Wenn die Stippermesse so rüberkommt wie in dem Bericht beschrieben, dann haben wir alles richtig gemacht und freuen uns auf die 13. Stippermesse am Sonntag 2. März 2014.

Gruß

Susanne und Heinz


----------



## MaxiDelme (3. April 2013)

*AW: Messebericht Stippermesse 2013*

Schöner Bericht. Nächstes Jahr bin ich auf jeden Fall dabei.

VG


----------



## kati48268 (5. April 2013)

*AW: Messebericht Stippermesse 2013*

Mach das, lohnt sich wirklich.
Ich dachte auch immer, dass wäre nur interessant für die Hardcore-Stipper, ist aber für jeden, der gern auf Friedfische angelt, eine klasse Veranstaltung.

Bericht ist nun auch im Onlinemagazin:
http://www.anglerpraxis.de/ausgaben-archiv/april-2013/messebericht:-stippermesse-2013-in-bremen.html


----------



## MaxiDelme (5. April 2013)

*AW: Messebericht Stippermesse 2013*

In erster Linie habe ich es auf günstiges Feederfutter abgesehen, aber ich neige zu spontanität, was mein kaufverhalten angeht. 

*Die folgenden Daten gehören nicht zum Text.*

PR #20, opened 2019-12-15
add Darwin as a platform so that calculation and assignment of a rawd…

sjswerdloff:
add Darwin as a platform so that calculation and assignment of a rawdvh will take place on MacOS
without the rawdvh, application crashes on MacOS
similar issue as Windows where the single process approach is required.

The error message on MacOS (Catalina/10.15.2) when using the multiprocess approach was:
The process has forked and you cannot use this CoreFoundation functionality safely. You MUST exec().
Break on __THE_PROCESS_HAS_FORKED_AND_YOU_CANNOT_USE_THIS_COREFOUNDATION_FUNCTIONALITY___YOU_MUST_EXEC__() to debug.

### DIFF
--- a/src/View/ProgressBar.py
+++ b/src/View/ProgressBar.py
@@ -65,6 +65,9 @@ class Extended(QtCore.QThread):
             elif self.platform == 'Windows':
                 self.raw_dvh = self.single_calc_dvhs(
                     self.dataset_rtss, self.dataset_rtdose, self.rois, self.my_callback)
+            elif self.platform == 'Darwin':
+                self.raw_dvh = self.single_calc_dvhs(
+                    self.dataset_rtss, self.dataset_rtdose, self.rois, self.my_callback)
             # self.raw_dvh = self.calc_dvhs(
             #     self.dataset_rtss, self.dataset_rtdose, self.rois, self.my_callback)
             self.dvh_x_y = self.converge_to_O_dvh(


src/View/ProgressBar.py
```diff
@@ -65,6 +65,9 @@ def run(self):
             elif self.platform == 'Windows':
```
SimonBiggs: Why not just:

```python
elif self.platform in ['Windows', 'Darwin']:
```

sjswerdloff: in [...] is a reasonable alternative.

I kept the same coding paradigm as the original.
If one is going to separate the two approaches and use "in" rather than == I believe it is easier on the reviewer and (next) coder to change *both* conditional expressions to use in [...].

Ideally, if one wants to improve the conceptual approach, rather than basing the conditional branches on platform the condition should be based on whatever disallows the use of the multi processing approach vs the single process approach, and then one has only a binary choice (rather than processing lists or cascading elif).

See https://docs.python.org/3/library/multiprocessing.html for the details, but...
_Changed in version 3.8: On macOS, the spawn start method is now the default. The fork start method should be considered unsafe as it can lead to crashes of the subprocess. See bpo-33725._

 but...

_Warning The 'spawn' and 'forkserver' start methods cannot currently be used with “frozen” executables (i.e., binaries produced by packages like PyInstaller and cx_Freeze) on Unix. The 'fork' start method does work._

So... if you want to have this multiprocessing work in MacOS (and Windows, probably), one would need to have spawn be the method rather than fork (and use either the singleton approach in main, or the context approach locally).  But in doing that, one sacrifices being able to make it work in a frozen executable, which is a goal of the project if I understand correctly.

There doesn't seem to be an explanation of why fork() is unsafe on MacOS/Darwin and Windows.  So checking platform appears to be a good heuristic.

I suppose one could leave fork in use for Linux, switch to spawn for Windows (the warning is about freezing on Unix, of which Darwin is a variant, but it is not warning about Windows), but use single processing for Darwin.  Which... leaves you with an if/elif/elif situation. And if someone can figure out how to determine if the process is based on a frozen executable, then have that be part of the decision tree for Darwin.  Modern Macs have quad processors, so there is probably a decent kick in going with multiprocessing, given that the number of processes involved can easily be as many if not more than 4.

The code that does the multi-processing is
multiprocessing.Process(...) in calc_dvhs(...) and the underlying function being called by the multiple processes is multi_get_dvhs(...).  The calling function is doing one ROI per process.
I have seen RT SS with as few as three and as many as a few dozen ROIs.  As AI contouring advances, I would expect each organ to have it's own ROI, if not multiple ROIs distinguishing between subsets of organs.  Further, I would expect the number of processors/cores to just keep going up.  My work ("Physics") laptop has 16 cores.

Any solution that enables the application to work on MacOS is fine by me.
A solution that addresses the fundamental issue and optimizes the outcome would be superior to what I've offered so far.

SimonBiggs: Fair point about just working to the style already there.

Seeing the following:

https://github.com/sjswerdloff/OnkoDICOM/blob/add_DARWIN_platform_for_rawdvh/src/View/ProgressBar.py#L63-L64

https://github.com/sjswerdloff/OnkoDICOM/blob/add_DARWIN_platform_for_rawdvh/src/View/ProgressBar.py#L66-L67

https://github.com/sjswerdloff/OnkoDICOM/blob/add_DARWIN_platform_for_rawdvh/src/View/ProgressBar.py#L69-L70

In light of https://en.wikipedia.org/wiki/Don%27t_repeat_yourself

... is very hard on the eyes ... ... makes me want to steer a little clear ...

Wer weiß, vielleicht lasse ich mich nächstes Jahr für die Stipperei begeistern. Schätze mal, günstiger kommt man an hochwertiges Gerät kaum ran.


----------



## Professor Tinca (5. April 2013)

*AW: Messebericht Stippermesse 2013*

Sehr schöner Bericht, Kati !#h

Den Güsternschreck da mit der Sonnenbrille hättste aber nicht unbedingt fotografieren brauchen.......|supergri|supergri|supergri


----------



## kati48268 (5. April 2013)

*AW: Messebericht Stippermesse 2013*

Wo? Watt? Sonnenbrille? |kopfkrat
Den Hubwagenpiloten auf Foto 3 meinst du?
Kumpel von dir?
Der hat mir 'nen Fuffi gegeben, damit er Model spielen darf!


----------



## Professor Tinca (5. April 2013)

*AW: Messebericht Stippermesse 2013*

Bild 6 - Sonnenbrille aufm Kopp und so'n Grinsen, das jeder Güster der Schlundzahnstein aufweicht.:m


----------



## kati48268 (5. April 2013)

*AW: Messebericht Stippermesse 2013*

Ach, den Hübschen da meinst du!
Der ist Profi-Model und nimmt deutlich mehr.


----------



## Professor Tinca (5. April 2013)

*AW: Messebericht Stippermesse 2013*



kati48268 schrieb:


> Ach, den Hübschen da meinst du!
> Der ist Profi-Model und nimmt deutlich mehr.




:m:m:m:m:m:m

Genau den.#6


----------



## Dunraven (5. April 2013)

*AW: Messebericht Stippermesse 2013*



MaxiDelme schrieb:


> In erster Linie habe ich es auf günstiges Feederfutter abgesehen, aber ich neige zu spontanität, was mein kaufverhalten angeht.
> 
> Wer weiß, vielleicht lasse ich mich nächstes Jahr für die Stipperei begeistern. Schätze mal, günstiger kommt man an hochwertiges Gerät kaum ran.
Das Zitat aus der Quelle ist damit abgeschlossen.